Research aims to stave off aging issues

A £50m research initiative launched at Leeds University aims to address the ways in which new medical devices and regenerative therapies can help people as they live longer.

A £50m research initiative, aimed at giving people ’50 active years after 50’ has been launched at Leeds University.

Recent research, published in The Lancet, found that more than half the children born in the UK and other wealthy nations will live to 100 years old.

While improvements in healthcare, diet and lifestyle are helping people to live longer, the human body still degenerates with age, reducing quality of life and an individual’s ability to contribute to society.

'50 active years after 50' is responding to this trend by developing new medical devices and regenerative therapies, ensuring that people can continue to be as active during their second half-century as they were in their first.

The research will focus on those areas most affected as people age namely joints, spine, teeth, heart and circulation and will develop new technologies for tissue engineering and regeneration, longer-lasting joint replacements and spinal interventions.

One company set to contribute to the ‘50 active years after 50’ initiative is York-based Tissue Regenix, developer of dCELL technology.
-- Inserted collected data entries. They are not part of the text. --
PR #319, opened 2021-04-07
Compute L2 errors in viewrec

sebwolf-de:
I added a feature to view L2 Errors with viewrec, when comparing traces.

### DIFF
--- a/postprocessing/visualization/receiver/src/View.py
+++ b/postprocessing/visualization/receiver/src/View.py
@@ -204,15 +204,15 @@ class View(QWidget):
             p.plot(wf.time, waveform, label=str(nWf))
             p.set_xlabel('t (s)')
           p.set_ylabel(name)
-          #print L2 error
+          #print L2 difference
           if nWf > 0 and not self.diff.isChecked():
             time_union = numpy.union1d(wf.time, wf_ref.time)
             wf_interp = scipy.interpolate.interp1d(wf.time, waveform)
             ref_interp = scipy.interpolate.interp1d(wf_ref.time, wf_ref.waveforms[name])
             wf_union = wf_interp(time_union)
             ref_union = ref_interp(time_union)
-            error = numpy.sqrt(scipy.integrate.trapz((wf_union - ref_union)**2))
-            p.text(0.05, 1-0.1*nWf, "L2 error={:.2e}".format(error), transform = p.transAxes)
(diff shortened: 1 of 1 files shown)


uphoffc (commented):
I wonder whether one should name it "L2 error", because the first one might not necessarily be the ground truth. Maybe "Difference in L2 norm"?

postprocessing/visualization/receiver/src/View.py
```diff
@@ -201,6 +204,15 @@ def plot(self):
...
           p.set_ylabel(name)
+          #print L2 error
+          if nWf > 0 and not self.diff.isChecked():
+            time_union = numpy.union1d(wf.time, wf_ref.time)
+            wf_interp = scipy.interpolate.interp1d(wf.time, waveform)
+            ref_interp = scipy.interpolate.interp1d(wf_ref.time, wf_ref.waveforms[name])
+            wf_union = wf_interp(time_union)
+            ref_union = ref_interp(time_union)
+            error = numpy.sqrt(scipy.integrate.trapz((wf_union - ref_union)**2))
+            p.text(0.05, 1-0.1*nWf, "L2 error={:.2e}".format(error), transform = p.transAxes)
```
Thomas-Ulrich, line 215: f strings are now recommanded over {}.format

uphoffc (approved):

postprocessing/visualization/receiver/src/View.py
```diff
@@ -201,6 +204,15 @@ def plot(self):
...
             p.set_xlabel('t (s)')
           p.set_ylabel(name)
+          #print L2 error
+          if nWf > 0 and not self.diff.isChecked():
+            time_union = numpy.union1d(wf.time, wf_ref.time)
+            wf_interp = scipy.interpolate.interp1d(wf.time, waveform)
+            ref_interp = scipy.interpolate.interp1d(wf_ref.time, wf_ref.waveforms[name])
+            wf_union = wf_interp(time_union)
+            ref_union = ref_interp(time_union)
+            error = numpy.sqrt(scipy.integrate.trapz((wf_union - ref_union)**2))
```
Thomas-Ulrich: Sorry for this late comment, but actually, you could have specified the x parameter of scipy.integrate.trapz.
Then you can compare the diff across several couples of simulations.
(else your diff is strongly dependent on the time samples in each simulation).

Working with Leeds University since 2006, the company is said to have a pipeline of dCELL products that will repair damaged knees and replace heart valves and ligaments.

Tissue Regenix said its dCELL products are made from animal tissues and function and behave almost identically to the native tissue they are designed to replace. They are also said to be compatible with all blood and cell types.

The company's dCELL products are not perceived as foreign bodies by the host tissue. This lack of rejection allows dCELL products to work by promoting the patient’s own cells, so that it gradually becomes incorporated into the surrounding tissue, repairing, replacing or providing strength and support to the repair site.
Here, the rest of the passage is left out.